May 17, 2008 Then vs. Now - Right Mind writes:

[...] The Heritage Foundation has an interesting table that compares commodity prices from 2002, when Congress passed the last farm bill, to today. [...]

October 16, 2008 Saxby caught in a lie | Peach Pundit writes:

[...] supported the veto override of the pork-laden farm bill. This bill hurts Americans by jacking up prices at the grocery store. He supported the Gang of 10 plan to increase taxes by $30 billion on oil [...]
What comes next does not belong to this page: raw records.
PR #728, opened 2022-03-03
Test Cleanup

Dhalton:
Had some extra time and I've been thinking about doing this for a while so I figured I'd put up a rough draft and see what you guys think.

Basically I want to replace all of the `render` usage in our tests with this `renderWithTheme` function I wrote. I just started with `DateInput` tests since that's the test file I had open. It's pretty simple, but it removes a lot of repetitive lines that aren't specific to any tests. I figure if we do this, we could also just do some general cleanup where it makes sense, too. For instance, here I got rid of all of the unnecessary return value types and imported `animationRender` instead of re-defining it in this file.

So do you guys think this is worth our time? Do you think there are any use cases I may have missed? We're light on work right now so I think if we're gonna do it now's the time.

Oh yeah, and I'd recommend looking at the diff without whitespace changes.

### DIFF
--- a/modules/cactus-web/src/DateInput/DateInput.test.tsx
+++ b/modules/cactus-web/src/DateInput/DateInput.test.tsx
@@ -1,30 +1,20 @@
-import { generateTheme } from '@repay/cactus-theme'
-import { act, fireEvent, render } from '@testing-library/react'
+import { act, fireEvent } from '@testing-library/react'
 import userEvent from '@testing-library/user-event'
 import * as React from 'react'
 
+import animationRender from '../../tests/helpers/animationRender'
+import renderWithTheme from '../../tests/helpers/renderWithTheme'
 import { PartialDate } from '../helpers/dates'
 import KeyCodes from '../helpers/keyCodes'
 import Modal from '../Modal/Modal'
-import { StyleProvider } from '../StyleProvider/StyleProvider'
 import DateInput from './DateInput'
 
-function animationRender(): Promise<void> {
-  return new Promise((resolve): void => {
-    setTimeout((): void => {
-      window.requestAnimationFrame((): void => resolve())
-    }, 0)
-  })
-}
-
-describe('component: DateInput', (): void => {
-  describe('can be controlled', (): void => {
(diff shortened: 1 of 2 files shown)


wilysword (approved):
I like it well enough. I'm somewhat torn whether we should make ticket(s) specifically for this, or just make a "clean as you go" rule like we did with linting channels at first.

Dhalton:
My idea was to make ticket(s) for it, but I can see an argument for cleaning things up as we go. Ultimately this is just to make our lives ever-so-slightly easier, mainly when writing new tests, so as long as we just make sure to refactor any time we touch a test file, I'd be fine with that. Then maybe down the line when there aren't many files left to clean up we can make a ticket with a lesser scope.

daniloPenaR (approved):
Nice, I like the "clean as you go" strategy. 
Another strategy is to create the first ticket with a group of components (like all the `Field` components, for example) and implement the `renderWithTheme` helper there and see what happens. 
Just another option, just thinking which one would be more convenient to us.

Dhalton:
Since you guys are on board with the concept, I'll resolve some conflicts and turn this into a PR that I can merge so we'll have the helper there.

After thinking about it some more, I kind of want to argue to make a ticket and maybe just time box it to 3 days and see how much we can get done in that time span, then do the same for subsequent tickets if necessary. My reasoning is that I'd rather dedicate time to it up front and knock it out quickly than live with a code base that's inconsistent like that for who knows how long. Also, with the linting in Channels, you didn't really have to dedicate any time to it outside of your normal workflow. All you had to do was run the linter and auto-fix, but here we'd have to dedicate actual time to refactoring, causing me to lean more toward making ticket(s). What do you guys think?

wilysword:
That's fair. This change is also both smaller and more regular than the linting changes tended to be.

Dhalton:
@daniloPenaR @wilysword I'm going to merge this today so that the helper is in master. I'm also going to make a ticket that we can go over for grooming tomorrow. If you guys are _really_ against the ticket idea then we can talk about it more then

December 29, 2008 susan , ky writes:

I and my husband are second generation farmers, with a son who wants to be the third, we have always told him that farming is a hard non rewarding life financially, but like many of us he feels it is his heritage. it is not the eindustrial farmers that take advantage of the subsidies,but the wealthy who buy property as an investment with no intention of ever farming the land. if you want to help this program devise a program that would only pay to people who utilize the acreage. there are wealthy here that never farm the acreage but are at the ascs office more than we are, this is what is unjust. they not only take from tax payers but they take my sons chances away of doing what he would think of as a previlage. this system has so much corruption in it good luck and gods speed trying to straighten it out

December 29, 2008 susan , ky writes:

it upsets me when i hear john stossel talk about farmers like he knows what we do. i and my husband both have worked semi professional jobs 40 hours a week for 25 years to support our farming business. tobacco was $1.50/lb. in 1960,today it averages $1.64/lb.,corn has never been over $4.to $5./bushel. my point is that while farmers today are making no more than farmers did in the 1950’s and 1960’s, inflation has caused every aspect of farm production to go up. like many farmers we are getting tired of working 80 hrs./week,so people like john stossel can work maybe 40 and still be able to afford a steak less than $150.00. we are getting fed up with people thinking they know more about our business than we do

July 1, 2009 Deal and the farm bill — Peach Pundit writes:

[...] but all the farm bill is a welfare program, both social and corporate, and it hurts consumers by driving up prices. The 2002 and 2008 farm bill are no different from one another. Deal apparently prefers the [...]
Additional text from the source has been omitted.